- _What is required_
Match on the string "sprunk" in the entries below and return every matching line.

***** The records

Issue #2420, opened 2017-07-20
Shader errors


sprunk:
https://github.com/ZeroK-RTS/CrashReports/issues/1543
https://github.com/ZeroK-RTS/CrashReports/issues/1545

Different to all previous:
```
[f=-000001] Vertex shader failed to compile with the following errors:
ERROR: 1:1: error(#102) #error: Macro begin with GL_ is reserved
ERROR: error(#273) 1 compilation errors.  No code generated


[f=-000001] gfx_deferred_rendering.lua: Bad depth point shader, removing self.
[f=-000001] Vertex shader failed to compile with the following errors:
ERROR: 1:1: error(#102) #error: Macro begin with GL_ is reserved
ERROR: error(#273) 1 compilation errors.  No code generated


[f=-000001] gfx_deferred_rendering.lua: Bad depth beam shader, removing self.
```

PR #2421, opened 2017-07-20
Maybe fix to: https://github.com/ZeroK-RTS/Zero-K/issues/2420

lhog:
Let's see if enforcing version will fix the bug:
https://github.com/ZeroK-RTS/Zero-K/issues/2420


LuaUI/Widgets/gfx_deferred_rendering.lua
```diff
@@ -289,6 +289,7 @@ function widget:Initialize()
 
 			depthPointShader = depthPointShader or glCreateShader({
 				defines = {
+				    "#version 120\n",
 					"#define BEAM_LIGHT 0\n",
 					"#define GL_CLIP_CONTROL " .. (Platform.glSupportClipSpaceControl and 1 or 0) .. "\n"
```
sprunk: The error says `Macro begin with GL_ is reserved` and this is still defined.

lhog: This could be an issue as well. Thx @sprunk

**********

- _Task solution_
sprunk:
sprunk: The error says `Macro begin with GL_ is reserved` and this is still defined.
lhog: This could be an issue as well. Thx @sprunk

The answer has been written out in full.